32 Analysis of Various Routing Protocol for VANET

319

How Shortest Path Calculation Processed By Real-Time Information Model • • • •

The grid algorithm is counting the least route. It is the beginning and destination. Then this includes factors that affect the shortest route. This get the shortest way in real-time information models that are more suitable for the user.

3 Result with Simulation The proposed studies include the A* algorithm and the better TEEN algorithm. This matches MATLAB, and the results are displayed in both graph and numeric format. TEEN • TEEN (threshold sensitivity energy efficient sensor network protocol) is for passive networks. • The TEEN protocol is for a simple sensing application. • Energy-saving protocol compared to traditional sensor network protocol. Functioning As each cluster changes, each node cluster becomes a CH interval, and in addition to the attributes, the cluster head distributes its members strictly and flexibly. A* star process Render the way from a closed list After all, repeatedly, and once the goal is achieved, the practice begins with the purpose of restart. This is usually done by the bug through a closed list starting with the node’s parent and the first node’s parent.

4 Simulation and Result The number at the top indicates the data displayed after running MATLAB. Note that the minimum path data result is the result, but it is just a ramp unit. There are many graphical user interfaces. This is only a small part of the real time and is automatically executed in the selected area. It is a circular robot that represents a separate car throughout the day, but reduces simulation time. But the ultimate goal is to automatically add key features to automation in a minimal amount of way (Figs. 1, 2, 3, 4, 5 and 6).

320

A. Bhati and P. K. Singh

Fig. 1 Main GUI of proposed work

5 Comparison See Table 1.

6 Conclusion and Future Work In our research, all constraints were fixed. It provided a road to traffic and speed obstacles. This method can be used as a reference when planning a city plan. By monitoring the construction of roads near these buildings (schools, hospitals, traffic lights, residential areas), you can reduce the risk of traffic congestion. For researchers and students of biochemistry and computer science, how to apply the features of our application will be helpful in their work similarities and learning. In addition, our applications are very useful for people interested in technologies and tools, such as GII, traffic analysis, web development, and various technologies and tools in the application.

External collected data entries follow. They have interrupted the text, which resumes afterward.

PR #35, opened 2023-07-07
ci: Switch juju channel to 3.1/stable for functional test on CI

jneo8:
Depends on: https://github.com/canonical/bootstack-actions/pull/29

We can choose either #34 or this PR.


Pjack:
As we discussed, let's focus on juju 2.9 first.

As described in the application, there are some issues that need further investigation and resolution. We need an improved algorithm to speed up long reaction times. In the future, we hope to maintain the application plan regularly, improve the procedure, and make our research available to the public in the future.

32 Analysis of Various Routing Protocol for VANET

321

Fig. 2 Calculation of shortest path for VANET

All testing was done in an artificial environment. This interface has only been tested on laptops, i-phones, and i-pads, and not on other mobile systems. The following results were obtained from the tests shown in the results. The number of obstacles for both factors and the weight of each obstacle affect the result of the shortest time. The obstacles in our research show how they drive cars, and although this provides less time for each other, actual traffic is more complicated than analyzing our research. In addition to these factors, other factors in our study are also important in terms of traffic and speed, but are difficult to apply to applications, for example, the number of vehicles and pedestrians. In fact, the root cause of road traffic is the result of lively behavior and interaction among many road users. In fact, it is impossible to calculate how many people or cars are driving on the street, it is difficult to collect dynamic data, and the main factor of traffic is because time and weather are different. But before that it may be difficult to estimate. In fact, it is impossible to find a method in the shortest time. This introduced a new approach of finding effective ways based on plant considerations. With large amounts of local data, researchers can more accurately select factors and weighting factors to better prevent results and make results more appropriate.

322

A. Bhati and P. K. Singh

Fig. 3 After the completion of shortest path (A result in shorted path in pop up box)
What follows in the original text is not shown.